(Collected data)
■ ■ ■ ■
PR #11115, opened 2026-07-02
feat: disable automountServiceAccountToken on instance pods and jobs

### LINKED ISSUE #7896: [Feature]: Configurable 'automountServiceAccountToken', extra 'volume', extra 'volumeMount' for Cluster Pods and Jobs.

In some installations with high security standards, the requirement to disable automatic service account token mounting is starting to appear.
_A pod that does not have automountServiceAccountToken: false set is not created/executed at all_.
_automountServiceAccountToken: false for the ServiceAccount is not sufficient solution._
In the case of Cloudnative PG this can only be done for the Deployment with operator, using Helm Chart. For dynamically created Pods with instances and Jobs, no solution has been found other than a modification in the operator code.

Configure these things in CRD kind Cluster, via the new podTemplate section.

```
kind: Cluster
spec:
  podTemplate:
    spec:
      automountServiceAccountToken: false
      volumes:
        - name: kube-api-access
          projected:
            defaultMode: 0o444
            sources:
              - serviceAccountToken:
                  expirationSeconds: 3607
                  path: token
              - configMap:
                  items:
                    - key: ca.crt
                      path: ca.crt
                  name: kube-root-ca.crt
              - downwardAPI:
                  items:
                    - fieldRef:
                        apiVersion: v1
                        fieldPath: metadata.namespace
                      path: namespace
      volumeMounts:
        - mountPath: /var/run/secrets/kubernetes.io/serviceaccount
          name: kube-api-access
          readOnly: true
          recursiveReadOnly: Disabled
```
Content of volumes and volumeMounts should be merged into resulting Pod specification.
The change must be reflected in **all containers in both Pod and Job.**

I've tried setting it up through Helm Charter, but I couldn't find a workable way.

### Additional context

_No response_

### Backport?

No

No

### Code of Conduct

armru:
The operator now unconditionally sets automountServiceAccountToken:
false on instance Pods, instance creation Jobs (including major
upgrade), and the ServiceAccount it generates, so clusters comply out
of the box with admission policies that forbid automatic mounting of
the ServiceAccount token. ServiceAccounts supplied by the user via
serviceAccountName are left untouched.

Since the instance manager still needs access to the Kubernetes API,
the operator projects an explicit kube-api-access volume at the
canonical path on every container that needs it, mirroring what the
ServiceAccount admission controller would have injected. The
bootstrap init container, which only copies the manager binary, does
not receive this mount.

Clusters upgrading from a previous release will see a one-time
rolling update, since their existing Pods don't have this field set;
this is expected. ServiceAccount drift is corrected on the next
Cluster reconcile rather than immediately.

Closes #7896


leonardoce:
The last commit removes `.spec.automountServiceAccountToken` and modifies the operator to mount a service account token only where needed within containers.
This means that updating the operator will trigger a pod rollout, even when in-place updates are enabled.

If we wish to avoid this behavior, we can simply disable the rollout for this change and defer it until the next time it’s actually required.
If we’re okay with adding this new field to the API, then dropping the latest commit is sufficient.

gabriele-wolfox (approved):

leonardoce (approved):

PR #11130, opened 2026-07-04
fix(rollout): compare the running configuration hash, not the on-disk one

### LINKED ISSUE #11129: [Bug]: restart-requiring parameter change with primaryUpdateMethod: switchover can trigger a double switchover that leaves the primary unchanged

### Contact Details

_No response_

### Version

trunk (main)

1.33

Cloud: Amazon EKS

YAML manifest

### What happened?

This is a recurrence of #6956, which was fixed by #6991. The fix does not fully close the window, and the double switchover reappeared on the `main` nightly e2e (`configuration_update`, "performing a rolling update when a GUC requiring restart is modified").

On a 3-instance cluster with `primaryUpdateMethod: switchover`, changing a parameter that requires a restart (`shared_buffers`) triggers two switchovers in quick succession that cancel out, leaving `status.currentPrimary` on the original pod. Same second:

- `03:39:04.100` primary `-1` reloads, reports the pending restart
- `03:39:04.194` / `.200` replicas `-2` / `-3` reload, report the pending restart
- `03:39:04.215` operator status snapshot: `-1 pendingRestart=true`, `-2`/`-3 pendingRestart=false` (all `Ready`, no errors)
- `03:39:04` switchover `-1 -> -2`; `-2` is promoted in place without a restart, still running the old `shared_buffers`
- `03:39:35` the new primary `-2` now reports the pending restart, switchover back `-2 -> -1`
- `currentPrimary` ends on `-1`, the original primary; no further switchovers

**Expected:** a single switchover to a replica that has already applied the change, so the primary role moves once and stays.

Why the #6991 gate does not catch it: the "delay rollout until every Pod received the same configuration" check keys on `LoadedConfigurationHash`, read from `pg_show_all_file_settings()` (`pkg/management/postgres/probes.go`), i.e. the hash of the `postgresql.conf` on disk. That goes uniform as soon as the operator distributes the config files, before the instances reload them. `pending_restart` (from `pg_settings`) only flips after each instance actually reloads. In the window between "files distributed" and "replicas reloaded", the gate sees a uniform config and proceeds while the replicas still report `pendingRestart: false`, and `updatePrimaryPod` promotes a replica that needs the same restart. Same race as #6956, at ~90ms under cloud latency instead of the artificial one-minute sleep from the original repro. The relevant code is unchanged across the current release branches (1.28, 1.29, 1.30) and `main`.

Impact is unchanged from #6956: self-healing (the parameter is applied, no data loss), but an extra failover and a brief window with a primary running stale configuration.

### Cluster resource

```yaml
kind: Cluster
metadata:
  name: pg-configuration-update
spec:
  instances: 3
  primaryUpdateMethod: switchover
  storage:
    size: 1Gi
  postgresql:
    parameters:
      shared_buffers: 128MB   # then changed to 256MB to reproduce
```

### Relevant log output

```
03:39:04.100  pg-configuration-update-1  parameter "shared_buffers" cannot be changed without restarting the server
03:39:04.194  pg-configuration-update-2  parameter "shared_buffers" cannot be changed without restarting the server
03:39:04.200  pg-configuration-update-3  parameter "shared_buffers" cannot be changed without restarting the server

03:39:04.215  pod status  name=pg-configuration-update-1 isPrimary=true  isPodReady=true pendingRestart=true
03:39:04.215  pod status  name=pg-configuration-update-2 isPrimary=false isPodReady=true pendingRestart=false
03:39:04.215  pod status  name=pg-configuration-update-3 isPrimary=false isPodReady=true pendingRestart=false

03:39:04  The primary needs to be restarted, we'll trigger a switchover to do that  currentPrimary=pg-configuration-update-1 targetPrimary=pg-configuration-update-2
03:39:06  The PostgreSQL instance has been promoted successfully  (pg-configuration-update-2, same postmaster session, no restart)

03:39:35  The primary needs to be restarted, we'll trigger a switchover to do that  currentPrimary=pg-configuration-update-2 targetPrimary=pg-configuration-update-1
03:39:41  Setting primary label  pod=pg-configuration-update-1
```

### Code of Conduct

mnencia:
The gate that delays a rolling update until every instance reports the same configuration compared the hash from `pg_show_all_file_settings()`, which reflects the configuration file on disk and updates as soon as the operator writes it, before the instance reloads it. `PendingRestart`, in contrast, only changes after the reload. In the window between writing the configuration and reloading it, the gate saw a uniform configuration while the replicas had not reloaded yet, so changing a parameter that requires a restart could switch over to a replica that still needed the same restart, causing a second switchover that left the primary unchanged.

Read the hash with `current_setting()` so it reflects the configuration PostgreSQL has actually loaded. That value and `PendingRestart` are then produced by the same reload and stay consistent within a single probe.

Closes #11129


armru (approved):

tests/e2e/configuration_update_test.go
```diff
@@ -347,6 +350,17 @@ var _ = Describe("Configuration update", Label(tests.LabelClusterMetadata), func
...
+			By("verifying that a single switchover happened", func() {
+				// Every promotion advances the PostgreSQL timeline by one.
+				// Promoting a replica whose restart was still pending would
+				// force a second switchover and leave the timeline at
+				// oldTimeline+2 (issue #11129).
+				Eventually(func() (int, error) {
+					cluster, err := clusterutils.Get(env.Ctx, env.Client, namespace, clusterName)
+					return cluster.Status.TimelineID, err
+				}, RetryTimeout).Should(Equal(oldTimeline + 1))
+			})
```
armru, line 363: this could be excluded from the backport if needed

armru (approved):

leonardoce (approved):

PR #11131, opened 2026-07-06
fix(logging): stop sampling logs of the pods' processes

### LINKED ISSUE #10815: [Bug]: PG audit logs are dropped

armru:
Every process the manager binary runs inside a Cluster's pods now logs without sampling. The controller keeps the duplicate-message sampler that controller-runtime applies to every operator.

The manager's logger passed only the first 100 messages sharing the same (level, message) pair each second, and roughly 1 in 100 afterwards. Every PostgreSQL record forwarded by the instance manager's log pipe is logged with the same message (`record`), so a burst of database activity, such as pgaudit output under load, was silently collapsed and most records were lost from the pod's log stream with no indication of the gap.

The sampler is installed by the controller-runtime zap builder at construction time and cannot be stripped afterwards, so the fix lives in machinery: `ConfigureLogging` gained a `WithDisabledSampling()` option, and the manager now passes it for every subcommand except `controller`. The operator keeps sampling, since a reconciliation storm can repeat one message well beyond the threshold, which is the case the sampler exists for.

Credit to @willmurnane for the initial diagnosis in #10815, and to @akashbhujbalwebsite for narrowing it down to the sampler mechanism in #11109.

Closes #10815


ardentperf:
would be nice to see this land. i suspect many people dont realize sampling can be applied to pgaudit records under extreme load

akashbhujbalwebsite:
Thanks for the broader architectural fix, @armru — I agree disabling sampling at the process level is the right long-term approach.

One question: for backports to release-1.28, 1.29, and 1.30, where machinery is pinned at v0.5.0 and WithDisabledSampling() isn't available yet, would #11109 still be useful as a temporary fix until machinery#292 is released? Happy to defer to the maintainers' judgment.

NiccoloFei (approved):

mnencia:
> Thanks for the broader architectural fix, @armru — I agree disabling sampling at the process level is the right long-term approach.
> 
> One question: for backports to release-1.28, 1.29, and 1.30, where machinery is pinned at v0.5.0 and WithDisabledSampling() isn't available yet, would #11109 still be useful as a temporary fix until machinery#292 is released? Happy to defer to the maintainers' judgment.

@akashbhujbalwebsite Good question, and thanks again for the root-cause diagnosis, it's what made this fix possible. Credit also to @willmurnane, whose original diagnosis in #10815 identified the sampler mechanism from the start. The plan is to merge this PR now on the pseudo-version pin, then cut and tag a machinery release before the next cnpg release and bump the pin to that tag. Backports to 1.28/1.29/1.30 will ride the tagged version once it's out, so there's no need to keep #11109 alive as a stopgap.

mnencia (approved):

PR #11132, opened 2026-07-06
fix(backup): always retry VolumeSnapshot errors until the deadline

### LINKED ISSUE #8608: [Bug] VolumeSnapshot on OKE/OCI fails with HTTP 409 “backup in progress”

mnencia:
VolumeSnapshot.Status.Error is free text from the CSI driver, with no structured code, and its shape is provider-specific. CNPG classified some of these messages as permanent and failed the Backup instead of letting the existing volumeSnapshotDeadline-bounded retry loop run, but the pattern list only recognized Azure's wording: OCI's 409 "backup in progress" (#8608) and GCP's transient 502 both fell through and killed backups the CSI driver was about to complete on its own.

There's no reliable way to tell a permanent condition from a transient one in this text, and what looks permanent today, like a missing VolumeSnapshotClass or bad credentials, can resolve itself while CNPG is retrying. Always retry until the deadline (10 minutes by default) elapses instead of trying to classify the message, and drop the pattern matching entirely.

Closes #8608

Assisted-by: Claude

----

Add to the release notes:

```
Fixed a bug where a VolumeSnapshot backup could fail immediately on a transient error from some CSI drivers (for example OCI's "backup in progress" conflict, or a transient error from the GCP Persistent Disk driver) instead of retrying until the configured deadline.
```

### DIFF
--- a/docs/src/appendixes/backup_volumesnapshot.md
+++ b/docs/src/appendixes/backup_volumesnapshot.md
@@ -283,22 +283,20 @@ If not specified, the default retry deadline is **10 minutes**.
 
 ### Error Handling
 
-When a retryable error occurs during a volume snapshot operation:
+When an error occurs during a volume snapshot operation:
 
 1. CloudNativePG records the time of the first error.
 2. The system retries the operation every **10 seconds**.
 3. If the error persists beyond the specified deadline (or the default 10
    minutes), the backup is marked as **failed**.
 
-### Retryable Errors
-
-CloudNativePG treats the following types of errors as retryable:
-
-- **Server timeout errors** (HTTP 408, 429, 500, 502, 503, 504)
-- **Conflicts** (optimistic locking errors)
-- **Internal errors**
-- **Context deadline exceeded errors**
-- **Timeout errors from the CSI snapshot controller**
+The CSI driver reports snapshot errors as free text, with no reliable way to
+tell a permanent condition (for example, a missing `VolumeSnapshotClass` or
+invalid credentials) from a transient one, and a condition that looks
+permanent can become resolvable at any point, for example if someone creates
+the missing class or fixes the credentials while CloudNativePG is retrying.
+For this reason, CloudNativePG retries every volume snapshot error the same
+way, until the deadline is reached.
 
 ### Examples
 
--- a/docs/src/appendixes/backup_volumesnapshot.md
+++ b/docs/src/appendixes/backup_volumesnapshot.md
@@ -266,12 +266,12 @@ for details on this standard behavior.
 
 ## Backup Volume Snapshot Deadlines
 
-CloudNativePG supports backups using the volume snapshot method. In some
-environments, volume snapshots may encounter temporary issues that can be
-retried.
+CloudNativePG supports backups using the volume snapshot method. Volume
+snapshot operations may encounter errors, which CloudNativePG retries for a
+configurable amount of time before giving up.
 
 The `backup.cnpg.io/volumeSnapshotDeadline` annotation defines how long
-CloudNativePG should continue retrying recoverable errors before marking the
+CloudNativePG should continue retrying these errors before marking the
 backup as failed.
 
 You can add the `backup.cnpg.io/volumeSnapshotDeadline` annotation to both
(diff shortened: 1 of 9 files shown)


leonardoce (approved):

mnencia:
/ok-to-merge E2E tests failed for infra glitch (too many requests to github api)

armru (approved):

PR #2208, opened 2021-03-01
(#2051) Make parameter description consistent

gep13:
In an earlier commit, the default value of the WorkingDirectory
parameter was changed to be $null, but the parameter description wasn't
updated.

### DIFF
--- a/src/chocolatey.resources/helpers/functions/Start-ChocolateyProcessAsAdmin.ps1
+++ b/src/chocolatey.resources/helpers/functions/Start-ChocolateyProcessAsAdmin.ps1
@@ -65,8 +65,8 @@ Array of exit codes indicating success. Defaults to `@(0)`.
 
 .PARAMETER WorkingDirectory
 The working directory for the running process. Defaults to
-`Get-Location`. If current location is a UNC path, uses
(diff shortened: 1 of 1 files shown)


src/chocolatey.resources/helpers/functions/Start-ChocolateyProcessAsAdmin.ps1
```diff
@@ -65,8 +65,8 @@ Array of exit codes indicating success. Defaults to `@(0)`.
 
 .PARAMETER WorkingDirectory
 The working directory for the running process. Defaults to
-`Get-Location`. If current location is a UNC path, uses
-`$env:TEMP` for default as of 0.10.14.
+`$null`. If current location is a UNC path, uses `$env:TEMP` for default
+ as of 0.10.14.
```
ferventcoder, line 69: If null is passed in, it will set it to `Get-Location` - that note needs to be addressed here me thinks?

ferventcoder (changes requested):
questions on clarity of what we changed

gep13:
Having discussed this with @pauby today, we don't believe that this PR is required, since the new applied logic in the previous PR actually matches what the help text said previously.

PR #2218, opened 2021-03-25
(#1866) Avoid recursive search for pending package removal

### LINKED ISSUE #1866: remove pending packages task - search only top level level package folders to clean up

jetersen:
fixes #1866
fixes #1941
fixes https://github.com/actions/virtual-environments/issues/3010

Created a repro over at https://github.com/jetersen/test-choco-pack-github-action

Opened this PR as #1941 was not signed, which I assume was blocking.
This should help alleviate the initial choco startup on CI systems.

### DIFF
--- a/src/chocolatey/infrastructure.app/tasks/RemovePendingPackagesTask.cs
+++ b/src/chocolatey/infrastructure.app/tasks/RemovePendingPackagesTask.cs
@@ -60,13 +60,13 @@ namespace chocolatey.infrastructure.app.tasks
         {
             this.Log().Debug(ChocolateyLoggers.Verbose, "[Pending] Removing all pending packages that should not be considered installed...");
 
-            var pendingFiles = _fileSystem.get_files(ApplicationParameters.PackagesLocation, ApplicationParameters.PackagePendingFileName, SearchOption.AllDirectories).ToList();
+            var pendingFiles = _fileSystem.get_files(ApplicationParameters.PackagesLocation, ApplicationParameters.PackagePendingFileName).ToList();
             foreach (var pendingFile in pendingFiles.or_empty_list_if_null())
             {
                 var packageFolder = _fileSystem.get_directory_name(pendingFile);
                 string packageFolderName = _fileSystem.get_directory_info_for(packageFolder).Name;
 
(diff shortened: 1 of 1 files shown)


gep13:
@jetersen as you have pointed out, the CLA hasn't been signed on the other PR, so yes, I feel we can move forward with this PR, but I will update the commit message here to provide some additional context.

jetersen:
@gep13 much appreciated

gep13:
@jetersen thanks again for taking the time to raise this PR!

jetersen:
@gep13 the last chocolatey release was quite a while ago. What are the chances for seeing a release of this in the near future?

TheCakeIsNaOH:
@jetersen here are the items that are intended to be completed for 0.10.16, which is the next release:
https://github.com/chocolatey/choco/milestone/43

jetersen:
So, that's a hard no? Would more frequent releases be better?

TheCakeIsNaOH:
> So, that's a hard no?

I'm just a contributor, so I am not the one making the decisions. 
If there is say a security vulnerability discovered or something, then a release might be made sooner.
But fixing those issues are the current plan.

jetersen:
@gep13 I can see v0.10.16 is TBD https://github.com/chocolatey/choco/issues/2266 
This PR fixes an annoying issue do we have a ETA for the release? 😅

pauby:
We don't have an ETA on the 0.10.16 release at the moment.

PR #2234, opened 2021-04-15
[IGNORE] try travis without manual mono-devel install

TheCakeIsNaOH:


gep13:
@TheCakeIsNaOH thanks for doing this test, I will go ahead and close out this PR.

Issue #2236, opened 2021-04-16
Mono build test failure on systems with a merged usr


TheCakeIsNaOH:
On some linux systems, system binaries are not under `/bin`, but under `/usr/bin`, along with `sbin` and `lib` moving to under `/usr`. The binaries may be symlinked to their original location under `/bin` as well for backwards compatibility, but when looking up the path to the binary via the `$PATH`, they are under `/usr/bin`.
https://wiki.debian.org/UsrMerge

This is an issue as the filesystem test hardcodes `ls` to be `/bin/ls`, and fails if it actually located in `/usr/bin/ls`
https://github.com/chocolatey/choco/blob/master/src/chocolatey.tests/infrastructure/filesystem/DotNetFileSystemSpecs.cs#L219

This should be switched to allow both `/bin/ls` and `/usr/bin/ls`

PR #2237, opened 2021-04-16
(#2236) Mono test work with merged usr systems

TheCakeIsNaOH:
The should_find_existing_executable() test has a hardcoded path to the
ls executable, which is incorrect on systems with a merged usr
directory, as they have binaries under /usr/bin instead of under /bin
Switches the test to work with both path.

Fixes: #2236 

I'm pretty sure `ShouldBeInRange` is the correct thing to use, but feel free to correct if there is a better method to use.

### DIFF
--- a/src/chocolatey.tests/infrastructure/filesystem/DotNetFileSystemSpecs.cs
+++ b/src/chocolatey.tests/infrastructure/filesystem/DotNetFileSystemSpecs.cs
@@ -214,10 +214,17 @@ namespace chocolatey.tests.infrastructure.filesystem
             [Fact]
             public void GetExecutablePath_should_find_existing_executable()
             {
-                FileSystem.get_executable_path("ls").ShouldEqual(
-                    Platform.get_platform() != PlatformType.Windows
-                        ? "/bin/ls"
-                        : "ls");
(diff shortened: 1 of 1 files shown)


gep13:
@TheCakeIsNaOH Would it not be better to use:

https://docs.shouldly.io/documentation/enumerable/oneof

The `ShouldBeInRange` seems to apply more to a range of numbers, and confirming that a given number is contained within that upper and lower range limits.

TheCakeIsNaOH:
@gep13 Choco has `should` not `shouldly`

I can't find `ShouldBeOneOf` in `should`.

TheCakeIsNaOH:
I do agree that `ShouldBeInRange` is not quite correct, looking at it again.

I've switched this to use `ShouldContain` and inverted the comparison, so the strings to compare to are on the left.

gep13 (approved):
LGTM!

gep13:
>@TheCakeIsNaOH said...
Choco has should not shouldly

Doh! Good catch! I made an assumption here, and didn't verify.

gep13:
@TheCakeIsNaOH your changes have been merged, thanks for your contribution 👍

Issue #1443, opened 2017-11-06
Upgrade all reuses overridden package parameters when useRememberedArgumentsForUpgrades feature is turned on


dinfinity:
### What You Are Seeing?
I have a multitude of packages installed via chocolatey, a number of which I have set custom install directories for. Chocolatey regularly shows error messages that indicate that the overridden parameters for another package are used. For instance:

```
ERROR: Running ["C:\Users\Dual Infinity\AppData\Local\Temp\chocolatey\TotalCommander\9.10\INSTALL.exe" INSTALLDIR=C:\Frameworks\NodeJS] was not successful. Exit code was '1'. See log for possible error messages.
The upgrade of totalcommander was NOT successful.
Error while running 'C:\ProgramData\chocolatey\lib\TotalCommander\tools\chocolateyInstall.ps1'.
 See log for details.
```

It seems to use the last overridden parameters encountered.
■ ■ ■ ■
● Action item
In the entries above, restate word for word the lines between the one holding "I do agree that" and the one holding "Choco has should not shouldly", inclusive, and nothing besides.

● Written solution
I do agree that `ShouldBeInRange` is not quite correct, looking at it again.

I've switched this to use `ShouldContain` and inverted the comparison, so the strings to compare to are on the left.

gep13 (approved):
LGTM!

gep13:
>@TheCakeIsNaOH said...
Choco has should not shouldly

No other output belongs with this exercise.